What to do: All records below must be retyped exactly.

= Beginning of Section =

PR #844, opened 2020-05-16
Fix compile errors

here-mikelley:
Add missing #include <algorithm> for std::any_of() and std::count_if()

### DIFF
--- a/olp-cpp-sdk-dataservice-read/src/VersionedLayerClientImpl.cpp
+++ b/olp-cpp-sdk-dataservice-read/src/VersionedLayerClientImpl.cpp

= End of Section =

Response to this task:
PR #844, opened 2020-05-16
Fix compile errors

here-mikelley:
Add missing #include <algorithm> for std::any_of() and std::count_if()

### DIFF
--- a/olp-cpp-sdk-dataservice-read/src/VersionedLayerClientImpl.cpp
+++ b/olp-cpp-sdk-dataservice-read/src/VersionedLayerClientImpl.cpp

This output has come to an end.